### MATERIAL PROVIDED
»»

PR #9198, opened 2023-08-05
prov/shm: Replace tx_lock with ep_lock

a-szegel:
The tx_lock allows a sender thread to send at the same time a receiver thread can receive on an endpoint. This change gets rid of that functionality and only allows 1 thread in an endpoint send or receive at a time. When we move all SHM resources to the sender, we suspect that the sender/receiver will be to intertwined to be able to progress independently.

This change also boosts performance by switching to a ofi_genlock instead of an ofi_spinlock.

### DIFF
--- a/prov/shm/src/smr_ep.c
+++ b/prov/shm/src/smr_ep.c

««
»»

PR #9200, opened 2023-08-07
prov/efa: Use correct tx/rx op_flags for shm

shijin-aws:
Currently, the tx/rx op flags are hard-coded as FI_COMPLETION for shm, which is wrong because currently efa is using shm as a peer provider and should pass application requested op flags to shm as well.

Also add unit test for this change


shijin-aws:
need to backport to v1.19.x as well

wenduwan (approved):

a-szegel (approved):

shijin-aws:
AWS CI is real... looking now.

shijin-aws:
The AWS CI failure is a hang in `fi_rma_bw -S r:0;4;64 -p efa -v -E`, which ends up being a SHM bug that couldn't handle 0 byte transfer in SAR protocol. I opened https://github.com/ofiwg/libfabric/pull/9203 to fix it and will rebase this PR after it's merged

««
»»

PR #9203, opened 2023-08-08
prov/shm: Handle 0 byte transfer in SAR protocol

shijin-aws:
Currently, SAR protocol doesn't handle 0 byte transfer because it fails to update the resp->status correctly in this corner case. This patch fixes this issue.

««

### BRIEF
What is needed here is how many lines of the entries contain "Currently"; give that number alone.

### OUTPUT FOR THIS EXERCISE
2